Ok what If I take my film and digital camera and take a few nice shots of the Rhine? Then I will either cut the film and make a new image with clean lines and simple composition, or edit in post using PS, instead of the fiom darkroom. . . . who knows maybe I will make more money doing that . . maybe millions!!! Thing is, nobody knows me . . I am not a name in the fine art world. . . . If only I was well known, such an image might fetch some nice cash, I bet.

Can I get maybe $200 for my photo . . I'll make it a signed limited edition.

Tell you what! I'll redo the whole thing and instead, take a couple months and work on the image, using different parts of the sdame scene . . the 2 months' time work on the image may make it more meaningful, once I clean it up and come up with a new scene from this old one. Yeah . . . . I think I can make the fine art world . . . .

--------

Hey what about my dead flower image!!!

Bet I can get in teh fine art world with that some day soon! 

PLEASE HELP STARVING ARTIST! Can I be famous too! I want to be artist, then! 

(*insert cheesy grin here)


----------



## Flake (Nov 15, 2011)

If you want to make a lot of money then bland uninteresting images are the ones to shoot, this particular one commanded the second highest licence ever paid, via the stock agency Corbis.

http://www.dailymail.co.uk/news/article-2060695/Microsoft-XP-background-How-California-view-planets-viewed-vista.html


----------



## torger (Nov 15, 2011)

I like the photograph, it is a good minimalist photograph, and as far as I can see made with good workmanship and a good large print, and shooting on film always raises the interest some. If I had shot it myself I would proud of it and I would put it on the wall. Is it worth 4.3 million? Well, a little bit pricey I think , but the man has a brand and a career. The same picture taken by a "nobody" like myself would not sell for the same price of course.
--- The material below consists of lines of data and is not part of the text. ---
PR #4455, opened 2023-12-13
Sort nodes within a tile by grid id within the tile

dnesbitt61:
# Issue

The hope is that spatial sorting of nodes within a tile can improve performance by improving memory coherence. Nodes that are close spatially should be more likely to be close to each other in tile memory with this change.

## Tasklist

 - [ ] Add tests

## Requirements / Relations


valhalla/baldr/tilehierarchy.h
```diff
@@ -53,6 +53,15 @@ class TileHierarchy {
...
   static GraphId GetGraphId(const midgard::PointLL& pointll, const uint8_t level);
 
+  /**
+   * Returns the grid Id within the tile. A tile is subdivided into a nxn grid.
+   * The grid Id within the tile is used to sort nodes spatially within the tile.
+   * @param pointll  Lat,lng location within the tile.
+   * @param level    Level of the requested tile.
+   * @return  Returns a grid id used for sorting nodes.
+   */
+  static uint32_t GetGridId(const midgard::PointLL& pointll, const uint8_t level);
```
kevinkreiser, line 63: can this stay an implementation detail inside of graphbuilder.cc rather than come into the public api (ie in the headers)

src/baldr/tilehierarchy.cc
```diff
@@ -60,6 +60,32 @@ GraphId TileHierarchy::GetGraphId(const midgard::PointLL& pointll, const uint8_t
   return id;
 }
 
+// Returns the grid Id within the tile. A tile is subdivided into a 32x32 grid.
+// The grid Id within the tile is used to sort nodes spatially.
+const int32_t kGridDivisions = 32;
```
kevinkreiser, line 65: should make this a mjolnir config so we can try different granularities and see what happens

valhalla/mjolnir/node_expander.h
```diff
@@ -217,6 +217,8 @@ struct Node {
   uint32_t end_of;
   // the graphid of the node
   baldr::GraphId graph_id;
+  // grid Id within the tile (used for spatial node sorting)
+  uint32_t grid_id;
```
kevinkreiser, line 221: if we wanted to keep this completely hidden as an implementation detail we could even use the spare bits in graph_id rather add another field here

kevinkreiser: it would certainly be less readable though..

kevinkreiser:
ive always wondered if this would help, thanks for doing it!

valhalla/baldr/tilehierarchy.h
dnesbitt61: done

dnesbitt61:
I ran a test conversion and long bicycle route in PA. Using either 32x32 or 64x64 grid within the tile leads to about an 8% performance improvement. I am seeing some test failures and some slight differences in edge label counts in the test route. I'm not sure what might be wrong as it seemed that sorting nodes within a tile should not impact behavior.

valhalla/mjolnir/node_expander.h
dnesbitt61: not sure we need to keep this hidden - especially if we add a mjolnir config for the grid sizing (that would make it pretty obvious!).

kevinkreiser: yeah sorry i just mean hidden in the sense that its not part of the c++ api (methods we expose in header files). feel free to ignore this :smile: was just an errant thought!

kevinkreiser:
8% thats great!

dnesbitt61:
I want to do a wider conversion / set of performance tests. Also need to figure out the test failures. But this is a start.

nilsnolde:
I like it! Surprisingly little changes. If the `de_benchmark_routes.txt` benchmarks well, that'd be a great proof. Feel free to use the planet from the fossgis instance.

src/baldr/tilehierarchy.cc
dnesbitt61: added as a mjolnir config

nilsnolde:
Will take a look later. Curious: what were those 4 extra byte (or whatever it was) in the end?

dnesbitt61:
If I change to use a non-zero default grid_divisions_within_tile in graphbuilder.cc, e.g.,

   `uint32_t grid_divisions = pt.get<unsigned int>("mjolnir.data_processing.grid_divisions_within_tile", 8);`

I get a few unit test failures. First I get errors in test/scripts/test_valhalla_build_extract.py. I commented out this test as this can be brittle if any changes to graph building occur.

In test/matrix I get a couple errors where duration is 473 (code expects 472). I am not sure this is significant - could be roundoff/order of adding edges to the adjacency list.

In test/predictive_traffic I get an error on truck speed: it gets 80 but expects 0. The comment says: 
`// Truck speed is not set for the edge initaially. In such case normal speed is used.`
I am not sure how a directed edge (this test uses Utrecht tiles) would have a truck speed of 0. At any rate the speed seems to be different when grid_divisions_within_tiles is not 0.

All other tests pass. Are these failures signifcant?

kevinkreiser:
to me the truck speed thing warrants looking into. i guess its saying that it should see a 0 in the data and that costing/graphtile::getspeed should fall back to another value

dnesbitt61:
Actually, the predictive_traffic test uses a fixed GraphID for the directed edge:
```
  // fixture traffic tile 0/003/196.gph
  GraphId id("0/3196/0");
  auto tile = reader.GetGraphTile(id);
  auto de = tile->directededge(id);
When sorting nodes using grids within the tile, the directed edges become sorted differently as well. So I think this test can be expected to fail since directed edge 0 within tile 3196 will be different.
```

kevinkreiser:
@dnesbitt61 excellent then id say there are no blockers

dnesbitt61:
looking more closely, this directed edge has wayid == 0. This directed edge is on level 0 and is **a shortcut edge**. Shortcut edges get truck_speed assigned using a duration along the shortcut using auto/car speeds (see TODO in shortcutbuilder on line 298). So this makes sense to me.

nilsnolde (dismissed):
great boost on average!

nilsnolde:
oops, still missing the test update..

dnesbitt61:
which test update? Do we want a test where we utilize node sorting? If so, I am open to suggestions for where/how to do this.

nilsnolde:
Oh I thought we said we'd just enable it in the default test config at https://github.com/valhalla/valhalla/blob/7eb478460a98bb76d91d7d3bd1a9b2a2e3fe4d63/test/test.cc#L119-L121. That'd change the vast majority of test to using that build option, though there's still a few other hard-coded configs around, e.g. for python & windows. Or we just do it for a bigger graph, like utrecht (that'd be [here](https://github.com/valhalla/valhalla/blob/7eb478460a98bb76d91d7d3bd1a9b2a2e3fe4d63/test/CMakeLists.txt#L173) I think)? Adapting the now failing tests is fine IMO. What do you think?

kevinkreiser (approved):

Art price is quite little about what the actual piece of art looks like, it is about the whole context, who made it, in what way, what history the artist has, how unique the item is etc. And of course what the current fashion in the art circles are currently.

If you are into fine art you'll learn what is considered fine taste and what is not , for example I don't think a HDR-processed grunge digital picture would gain much interest.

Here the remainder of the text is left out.